_Directions:_ Filter the data below for the string "mild" and copy each matching line.

━━━━━ Stored data

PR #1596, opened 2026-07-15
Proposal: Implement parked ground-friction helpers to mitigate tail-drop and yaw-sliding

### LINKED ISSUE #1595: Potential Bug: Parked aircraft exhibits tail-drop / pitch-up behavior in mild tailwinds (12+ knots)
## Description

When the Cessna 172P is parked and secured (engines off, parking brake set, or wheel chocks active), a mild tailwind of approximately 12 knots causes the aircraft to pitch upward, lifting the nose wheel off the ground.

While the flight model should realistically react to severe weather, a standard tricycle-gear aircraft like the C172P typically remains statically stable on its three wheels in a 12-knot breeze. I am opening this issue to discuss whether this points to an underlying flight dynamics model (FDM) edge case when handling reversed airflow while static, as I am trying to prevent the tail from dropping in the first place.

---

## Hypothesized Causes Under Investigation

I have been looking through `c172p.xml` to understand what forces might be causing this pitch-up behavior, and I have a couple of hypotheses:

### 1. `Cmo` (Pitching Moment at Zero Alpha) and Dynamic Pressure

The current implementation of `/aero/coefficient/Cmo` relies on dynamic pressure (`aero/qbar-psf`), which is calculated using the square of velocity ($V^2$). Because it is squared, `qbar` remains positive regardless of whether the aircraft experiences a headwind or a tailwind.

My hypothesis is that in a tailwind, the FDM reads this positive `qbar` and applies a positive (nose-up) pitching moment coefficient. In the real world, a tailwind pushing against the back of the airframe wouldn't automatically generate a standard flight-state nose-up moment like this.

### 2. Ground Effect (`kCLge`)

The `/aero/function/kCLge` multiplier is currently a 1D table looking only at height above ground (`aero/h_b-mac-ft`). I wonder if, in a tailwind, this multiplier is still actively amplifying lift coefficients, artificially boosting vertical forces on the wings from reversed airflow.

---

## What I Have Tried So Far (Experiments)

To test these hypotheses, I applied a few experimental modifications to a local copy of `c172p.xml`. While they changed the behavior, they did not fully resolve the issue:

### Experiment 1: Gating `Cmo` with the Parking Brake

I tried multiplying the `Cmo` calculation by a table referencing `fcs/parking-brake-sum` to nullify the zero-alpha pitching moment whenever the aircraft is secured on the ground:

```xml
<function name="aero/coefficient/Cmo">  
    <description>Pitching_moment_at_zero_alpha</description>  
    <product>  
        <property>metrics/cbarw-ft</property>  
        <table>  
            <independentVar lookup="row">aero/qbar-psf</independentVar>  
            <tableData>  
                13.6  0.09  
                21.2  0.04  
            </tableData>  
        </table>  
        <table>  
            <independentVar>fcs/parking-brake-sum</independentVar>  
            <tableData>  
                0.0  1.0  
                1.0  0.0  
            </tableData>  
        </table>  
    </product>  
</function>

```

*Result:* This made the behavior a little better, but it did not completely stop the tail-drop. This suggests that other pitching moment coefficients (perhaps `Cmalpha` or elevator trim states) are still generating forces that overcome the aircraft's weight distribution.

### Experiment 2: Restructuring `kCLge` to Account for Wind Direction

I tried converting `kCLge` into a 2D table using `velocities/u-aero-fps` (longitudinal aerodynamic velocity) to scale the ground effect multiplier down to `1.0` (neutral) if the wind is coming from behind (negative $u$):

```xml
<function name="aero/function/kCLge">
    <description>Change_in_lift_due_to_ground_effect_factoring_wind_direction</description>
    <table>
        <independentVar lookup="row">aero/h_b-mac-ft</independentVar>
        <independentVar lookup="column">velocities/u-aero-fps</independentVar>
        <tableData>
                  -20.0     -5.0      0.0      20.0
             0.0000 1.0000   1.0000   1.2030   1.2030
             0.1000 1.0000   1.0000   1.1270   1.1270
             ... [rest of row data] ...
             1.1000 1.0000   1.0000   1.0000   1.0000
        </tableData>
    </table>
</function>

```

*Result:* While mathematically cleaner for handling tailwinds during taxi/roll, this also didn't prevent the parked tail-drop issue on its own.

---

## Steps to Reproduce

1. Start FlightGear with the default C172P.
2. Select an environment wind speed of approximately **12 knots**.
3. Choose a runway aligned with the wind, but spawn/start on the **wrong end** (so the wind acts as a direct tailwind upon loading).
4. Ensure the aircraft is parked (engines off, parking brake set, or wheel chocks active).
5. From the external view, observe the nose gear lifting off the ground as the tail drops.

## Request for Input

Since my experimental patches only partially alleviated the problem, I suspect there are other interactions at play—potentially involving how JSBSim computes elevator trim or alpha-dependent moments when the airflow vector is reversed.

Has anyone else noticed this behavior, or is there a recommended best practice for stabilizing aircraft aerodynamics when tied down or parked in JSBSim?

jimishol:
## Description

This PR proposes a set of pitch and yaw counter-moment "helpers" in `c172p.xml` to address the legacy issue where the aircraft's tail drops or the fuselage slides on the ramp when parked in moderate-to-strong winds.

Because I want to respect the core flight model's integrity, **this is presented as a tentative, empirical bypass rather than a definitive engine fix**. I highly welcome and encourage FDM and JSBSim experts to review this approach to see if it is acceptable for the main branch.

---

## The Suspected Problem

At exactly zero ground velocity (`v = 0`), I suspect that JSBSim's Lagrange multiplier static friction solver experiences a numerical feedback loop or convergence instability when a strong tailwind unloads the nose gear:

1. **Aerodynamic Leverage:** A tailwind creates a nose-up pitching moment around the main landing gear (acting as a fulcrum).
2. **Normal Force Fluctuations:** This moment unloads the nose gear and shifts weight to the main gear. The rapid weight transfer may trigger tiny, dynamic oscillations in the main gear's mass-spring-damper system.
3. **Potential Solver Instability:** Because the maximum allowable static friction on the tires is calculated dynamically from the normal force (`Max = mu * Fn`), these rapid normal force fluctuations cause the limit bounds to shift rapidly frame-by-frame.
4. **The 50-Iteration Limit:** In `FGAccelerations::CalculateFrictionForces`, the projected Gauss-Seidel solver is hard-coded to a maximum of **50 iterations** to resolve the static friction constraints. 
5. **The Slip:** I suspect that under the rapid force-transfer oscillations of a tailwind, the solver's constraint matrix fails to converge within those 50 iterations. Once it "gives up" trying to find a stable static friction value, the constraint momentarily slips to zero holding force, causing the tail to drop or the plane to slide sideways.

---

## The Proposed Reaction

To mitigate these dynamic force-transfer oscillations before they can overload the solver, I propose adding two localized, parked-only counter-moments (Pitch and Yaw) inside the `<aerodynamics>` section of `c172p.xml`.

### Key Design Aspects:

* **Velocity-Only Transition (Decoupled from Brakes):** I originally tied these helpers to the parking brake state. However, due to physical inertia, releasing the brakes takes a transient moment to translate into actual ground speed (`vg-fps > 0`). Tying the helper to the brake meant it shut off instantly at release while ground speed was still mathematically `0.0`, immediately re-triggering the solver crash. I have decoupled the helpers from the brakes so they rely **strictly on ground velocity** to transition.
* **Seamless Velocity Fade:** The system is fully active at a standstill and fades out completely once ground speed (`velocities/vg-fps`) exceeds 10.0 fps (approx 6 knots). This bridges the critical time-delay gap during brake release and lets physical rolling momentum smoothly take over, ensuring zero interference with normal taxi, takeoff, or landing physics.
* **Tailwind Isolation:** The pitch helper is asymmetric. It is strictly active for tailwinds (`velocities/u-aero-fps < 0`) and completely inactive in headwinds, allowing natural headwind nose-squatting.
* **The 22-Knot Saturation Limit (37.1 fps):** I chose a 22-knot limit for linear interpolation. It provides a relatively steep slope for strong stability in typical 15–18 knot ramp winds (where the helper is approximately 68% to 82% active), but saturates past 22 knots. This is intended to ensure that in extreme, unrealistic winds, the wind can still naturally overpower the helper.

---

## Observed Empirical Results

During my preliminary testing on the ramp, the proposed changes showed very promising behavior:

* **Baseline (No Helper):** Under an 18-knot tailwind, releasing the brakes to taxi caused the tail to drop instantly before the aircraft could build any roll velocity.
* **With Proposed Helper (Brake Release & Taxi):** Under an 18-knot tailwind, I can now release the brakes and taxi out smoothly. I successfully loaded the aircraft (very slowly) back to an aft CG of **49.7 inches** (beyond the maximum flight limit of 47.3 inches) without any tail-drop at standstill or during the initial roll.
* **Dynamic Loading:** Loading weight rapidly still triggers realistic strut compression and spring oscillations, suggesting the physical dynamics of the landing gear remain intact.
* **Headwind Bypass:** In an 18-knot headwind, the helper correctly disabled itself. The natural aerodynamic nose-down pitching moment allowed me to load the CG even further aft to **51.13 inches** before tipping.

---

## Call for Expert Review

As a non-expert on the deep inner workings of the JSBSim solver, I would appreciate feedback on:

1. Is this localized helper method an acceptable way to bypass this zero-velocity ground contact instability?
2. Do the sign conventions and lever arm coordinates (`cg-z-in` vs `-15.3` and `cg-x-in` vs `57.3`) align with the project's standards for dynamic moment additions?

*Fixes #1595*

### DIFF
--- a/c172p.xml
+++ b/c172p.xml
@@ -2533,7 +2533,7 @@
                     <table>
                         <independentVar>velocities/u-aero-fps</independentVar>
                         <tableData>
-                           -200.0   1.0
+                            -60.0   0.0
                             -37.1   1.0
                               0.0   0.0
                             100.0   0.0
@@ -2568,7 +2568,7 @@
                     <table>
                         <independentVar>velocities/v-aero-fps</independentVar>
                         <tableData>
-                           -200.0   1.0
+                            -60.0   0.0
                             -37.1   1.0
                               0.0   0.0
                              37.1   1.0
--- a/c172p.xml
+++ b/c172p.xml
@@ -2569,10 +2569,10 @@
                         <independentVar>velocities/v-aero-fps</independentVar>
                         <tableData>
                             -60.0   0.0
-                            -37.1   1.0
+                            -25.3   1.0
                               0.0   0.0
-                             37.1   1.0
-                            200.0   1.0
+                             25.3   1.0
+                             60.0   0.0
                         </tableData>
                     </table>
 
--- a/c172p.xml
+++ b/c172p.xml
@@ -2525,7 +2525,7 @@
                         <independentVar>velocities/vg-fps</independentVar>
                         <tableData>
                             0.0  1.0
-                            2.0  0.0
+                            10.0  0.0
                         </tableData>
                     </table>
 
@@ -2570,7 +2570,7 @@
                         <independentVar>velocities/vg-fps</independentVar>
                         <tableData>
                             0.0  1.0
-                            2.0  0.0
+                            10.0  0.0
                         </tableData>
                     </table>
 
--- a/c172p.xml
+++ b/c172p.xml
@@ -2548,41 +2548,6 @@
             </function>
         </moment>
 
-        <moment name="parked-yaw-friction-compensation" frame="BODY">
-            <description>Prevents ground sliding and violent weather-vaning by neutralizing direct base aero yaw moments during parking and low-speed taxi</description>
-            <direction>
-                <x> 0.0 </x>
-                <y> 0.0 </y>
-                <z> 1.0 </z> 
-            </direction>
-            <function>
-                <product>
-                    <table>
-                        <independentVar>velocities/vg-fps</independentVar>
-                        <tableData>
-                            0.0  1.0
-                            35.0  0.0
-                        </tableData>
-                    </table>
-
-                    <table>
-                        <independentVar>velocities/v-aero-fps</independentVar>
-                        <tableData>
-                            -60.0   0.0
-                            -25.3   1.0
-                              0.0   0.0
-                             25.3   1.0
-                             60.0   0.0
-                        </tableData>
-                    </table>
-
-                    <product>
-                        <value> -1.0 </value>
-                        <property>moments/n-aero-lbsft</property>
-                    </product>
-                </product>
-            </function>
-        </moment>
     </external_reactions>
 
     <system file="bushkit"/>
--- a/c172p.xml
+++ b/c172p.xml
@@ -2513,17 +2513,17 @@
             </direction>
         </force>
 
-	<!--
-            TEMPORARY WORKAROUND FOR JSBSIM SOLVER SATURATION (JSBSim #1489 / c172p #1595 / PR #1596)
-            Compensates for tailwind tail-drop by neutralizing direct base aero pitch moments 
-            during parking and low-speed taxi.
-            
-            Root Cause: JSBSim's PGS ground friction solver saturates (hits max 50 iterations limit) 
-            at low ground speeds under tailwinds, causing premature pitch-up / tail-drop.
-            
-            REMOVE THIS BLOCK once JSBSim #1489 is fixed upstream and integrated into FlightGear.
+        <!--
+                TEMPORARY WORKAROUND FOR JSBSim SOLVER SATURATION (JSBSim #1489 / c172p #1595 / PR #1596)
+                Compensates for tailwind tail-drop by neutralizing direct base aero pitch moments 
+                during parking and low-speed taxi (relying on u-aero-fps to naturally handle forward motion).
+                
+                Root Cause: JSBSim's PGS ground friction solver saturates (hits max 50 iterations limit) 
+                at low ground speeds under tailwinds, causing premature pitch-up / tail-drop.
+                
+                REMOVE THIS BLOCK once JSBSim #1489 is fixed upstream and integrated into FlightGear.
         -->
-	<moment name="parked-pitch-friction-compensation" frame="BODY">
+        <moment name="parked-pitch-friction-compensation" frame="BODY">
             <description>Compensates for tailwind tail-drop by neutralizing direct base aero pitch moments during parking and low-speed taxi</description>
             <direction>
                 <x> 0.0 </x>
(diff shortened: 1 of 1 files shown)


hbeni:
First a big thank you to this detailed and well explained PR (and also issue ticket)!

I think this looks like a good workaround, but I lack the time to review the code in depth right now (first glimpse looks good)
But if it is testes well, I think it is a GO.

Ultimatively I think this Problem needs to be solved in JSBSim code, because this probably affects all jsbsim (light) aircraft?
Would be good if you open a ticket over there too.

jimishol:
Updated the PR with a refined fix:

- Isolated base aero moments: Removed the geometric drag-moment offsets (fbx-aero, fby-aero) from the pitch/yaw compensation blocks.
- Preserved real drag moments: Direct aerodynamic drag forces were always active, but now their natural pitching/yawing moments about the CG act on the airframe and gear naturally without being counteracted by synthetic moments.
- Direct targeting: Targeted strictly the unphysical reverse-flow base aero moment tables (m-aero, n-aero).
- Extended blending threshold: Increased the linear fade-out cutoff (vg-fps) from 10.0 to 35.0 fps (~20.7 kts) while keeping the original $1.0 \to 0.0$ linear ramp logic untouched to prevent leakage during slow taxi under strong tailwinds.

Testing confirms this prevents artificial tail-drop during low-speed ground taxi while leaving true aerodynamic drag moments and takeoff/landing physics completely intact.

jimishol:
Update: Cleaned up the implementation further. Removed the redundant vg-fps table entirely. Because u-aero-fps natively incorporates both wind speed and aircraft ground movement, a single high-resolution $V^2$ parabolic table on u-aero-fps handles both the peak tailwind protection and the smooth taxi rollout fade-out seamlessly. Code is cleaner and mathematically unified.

━━━━━━━━━━

_Completed task:_
### LINKED ISSUE #1595: Potential Bug: Parked aircraft exhibits tail-drop / pitch-up behavior in mild tailwinds (12+ knots)
When the Cessna 172P is parked and secured (engines off, parking brake set, or wheel chocks active), a mild tailwind of approximately 12 knots causes the aircraft to pitch upward, lifting the nose wheel off the ground.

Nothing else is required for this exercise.